"""

PR #1151, opened 2026-07-02
feat(tycho-client): send generic client metadata header

brunoguerios:
Adds a generic client-metadata capability to tycho-client, and forwards it through tycho-simulation's `ProtocolStreamBuilder`.

Consumers attach arbitrary key/value entries that are sent to the server in a dedicated `X-Tycho-Client-Metadata` header; tycho-client stays Fynd-agnostic. User-Agent is unchanged and an empty map sends no header, so the change is backward-compatible for all existing consumers.

- `TychoStreamBuilder::add_client_metadata` (and the `ProtocolStreamBuilder` passthrough) take any iterator of key/value pairs and insert each entry. `build()` serializes once before any network I/O; invalid or oversized metadata is dropped with a warning and no header is sent, so bad telemetry never blocks the stream.
- `HttpRPCClient` and the `WsDeltasClient` handshake send the header when set.
- A shared `client_metadata` module holds the header name, serializer and validation, so the RPC and WS paths cannot drift. Entries serialize in key order as `key=value;key=value`. Serialization enforces key/value character rules and size caps (<=16 entries, <=64B keys, <=128B values, <=1KiB header), each with a distinct error variant. The builder docstrings warn that values are self-reported and may reach server metrics/logs, so callers must not include secrets or PII.

Covers ENG-6190 (tycho-client) and ENG-6191 (tycho-simulation passthrough). Follow-up (separate PR): server-side capture + Prometheus (ENG-6180), which will also enforce the caps and ignore oversized input.

Testing: unit tests only — serializer validation/caps, RPC header presence and absence (mockito), and the WS handshake request builder. Ran nightly fmt + clippy and the stable unit suite for tycho-client and tycho-simulation.


crates/tycho-client/src/stream.rs
```diff
@@ -71,6 +72,7 @@ pub struct TychoStreamBuilder {
     compression: bool,
     partial_blocks: bool,
     max_messages: Option<usize>,
+    client_metadata: BTreeMap<String, String>,
```
zizou0x: Why BTreeMap instead of HashMap?

crates/tycho-client/src/client_metadata.rs
```diff
@@ -0,0 +1,205 @@
...
+}
+
+/// Serializes client metadata into the `X-Tycho-Client-Metadata` header value.
+///
+/// Entries are emitted in key order as `key=value; key=value`. Returns `Ok(None)` for an empty
+/// map, meaning no header should be sent (back-compatible default). Keys must be non-empty and
+/// match `[A-Za-z0-9_.-]`; values must be non-empty visible ASCII excluding `;` and `=`. These
+/// rules are stricter than `HeaderValue::from_str`, so any accepted output is always a valid
+/// header value and the RPC path can never fail on serialized input.
+pub fn serialize_client_metadata(
```
zizou0x: Do we need this to be pub?

crates/tycho-client/src/client_metadata.rs
```diff
@@ -0,0 +1,205 @@
...
+pub const MAX_ENTRIES: usize = 16;
+/// Maximum key length in bytes.
+pub const MAX_KEY_BYTES: usize = 64;
+/// Maximum value length in bytes.
+pub const MAX_VALUE_BYTES: usize = 128;
+/// Maximum serialized header length in bytes.
+pub const MAX_HEADER_BYTES: usize = 1024;
+
+#[derive(Debug, Error, PartialEq, Eq)]
+pub enum ClientMetadataError {
```
zizou0x: Same here, seems like this is more an internal error

crates/tycho-client/src/client_metadata.rs
```diff
@@ -0,0 +1,205 @@
...
+pub const CLIENT_METADATA_HEADER: &str = "x-tycho-client-metadata";
+
+/// Maximum number of entries a client may send.
+pub const MAX_ENTRIES: usize = 16;
+/// Maximum key length in bytes.
+pub const MAX_KEY_BYTES: usize = 64;
+/// Maximum value length in bytes.
+pub const MAX_VALUE_BYTES: usize = 128;
+/// Maximum serialized header length in bytes.
+pub const MAX_HEADER_BYTES: usize = 1024;
```
zizou0x, line 22: I'm fine to keep them here for checking on the client side but these should be enforced by the server too, it should ignore anything that is too big

crates/tycho-client/src/client_metadata.rs
```diff
@@ -0,0 +1,205 @@
...
+        }
+        if !is_valid_value(value) {
+            return Err(ClientMetadataError::InvalidValue(value.clone()));
+        }
+        if value.len() > MAX_VALUE_BYTES {
+            return Err(ClientMetadataError::ValueTooLong(value.clone()));
+        }
+        parts.push(format!("{key}={value}"));
+    }
+    let serialized = parts.join("; ");
```
zizou0x: Do we need the space here?

crates/tycho-client/src/stream.rs
```diff
@@ -189,6 +192,33 @@ impl TychoStreamBuilder {
...
 
+    /// Sets the client metadata sent to the server in the `X-Tycho-Client-Metadata` header.
+    ///
+    /// The map is opaque to tycho-client; consumers supply their own keys. Replaces any
+    /// previously set metadata. An empty map sends no header. Invalid keys/values and oversized
+    /// metadata are rejected at `build()` time.
+    ///
+    /// Values are self-reported and may surface in the server's metrics and logs. Do not include
+    /// secrets or personally identifiable information.
+    pub fn client_metadata(mut self, metadata: BTreeMap<String, String>) -> Self {
```
zizou0x: I think we can get both interface merged and more convenient to use if we do something like this:

```
pub fn add_client_metadata<I, K, V>(mut self, metadata: I) -> Self
where
    I: IntoIterator<Item = (K, V)>,
    K: Into<String>,
    V: Into<String>,
```

The it just inserts each entry into the `self.client_metadata`

crates/tycho-client/src/stream.rs
```diff
@@ -256,6 +286,10 @@ impl TychoStreamBuilder {
             ));
         }
 
+        // Serialize client metadata once, before any network I/O, so invalid input fails fast.
+        let metadata_header = serialize_client_metadata(&self.client_metadata)
+            .map_err(|e| StreamError::SetUpError(format!("Invalid client metadata: {e}")))?;
```
zizou0x: Erroring here seems overkill, I'd log a warn and continue without the header.

crates/tycho-simulation/src/evm/stream.rs
```diff
@@ -423,6 +423,33 @@ impl ProtocolStreamBuilder {
         self
     }
 
+    /// Sets the client metadata forwarded to the server in the `X-Tycho-Client-Metadata` header.
+    ///
+    /// See [`TychoStreamBuilder::client_metadata`]. Values are self-reported and may surface in the
+    /// server's metrics and logs — do not include secrets or personally identifiable information.
+    pub fn client_metadata(mut self, metadata: BTreeMap<String, String>) -> Self {
```
zizou0x: Same comment about the interface than on TychoStreamBuilder

crates/tycho-simulation/tests/client_metadata.rs
```diff
@@ -0,0 +1,27 @@
...
+
+use std::time::Duration;
+
+use tycho_simulation::{
+    evm::{protocol::uniswap_v2::state::UniswapV2State, stream::ProtocolStreamBuilder},
+    tycho_client::{feed::component_tracker::ComponentFilter, stream::StreamError},
+    tycho_common::models::Chain,
+};
+
+#[tokio::test]
```
zizou0x: Unit tests are at the bottom of the module in rust, I think this should be inside stream.rs

zizou0x (commented):
Mostly looks good, just a few comments!

crates/tycho-client/src/client_metadata.rs
brunoguerios: Yeah, it's already planned to be enforced by the server too.

crates/tycho-client/src/client_metadata.rs
brunoguerios: True. I'll make it `pub(crate)`.

crates/tycho-client/src/client_metadata.rs
brunoguerios: I don't think so. Will make it `pub(crate)`.

crates/tycho-client/src/client_metadata.rs
brunoguerios: No need. Will remove it.

crates/tycho-client/src/stream.rs
brunoguerios: It was Claude's suggestion to be honest. I challenged it and it says it doesn't have a strong reason to be one or the other. I'm happy to move to HashMap if you think it makes more sense.

crates/tycho-client/src/stream.rs
brunoguerios: I get the idea that telemetry failing might deserve a warn instead of an error, but if I'm the one setting it up, I'd rather see it failing fast, than having to figure out later because it's silently producing empty dashboards.
With that said, it's not a strong opinion. I'm fine refactoring if you still think it's best that way.
Let me know and I'm make the change over here 😉

crates/tycho-simulation/tests/client_metadata.rs
brunoguerios: Ok. I'll move them there.

crates/tycho-client/src/stream.rs
brunoguerios: Nice! I'll refactor them over here 👍

crates/tycho-client/src/stream.rs
brunoguerios: I refactored as HashMap as it seems to be the more common default in Rust.

crates/tycho-client/src/stream.rs
brunoguerios: Ok, gave this a bit more thought and I agree that observability failure should produce a warning instead of an error. Will refactor here.

zizou0x: Yes I really think it should just loudly warn but not error. It also gives us some space to change things without risking to break everyone's client

zizou0x (approved):
LGTM ✅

"""

• Task goal
Pull out every line holding "clone" from the records above, and copy it.

• Output of the task
+            return Err(ClientMetadataError::InvalidValue(value.clone()));
+            return Err(ClientMetadataError::ValueTooLong(value.clone()));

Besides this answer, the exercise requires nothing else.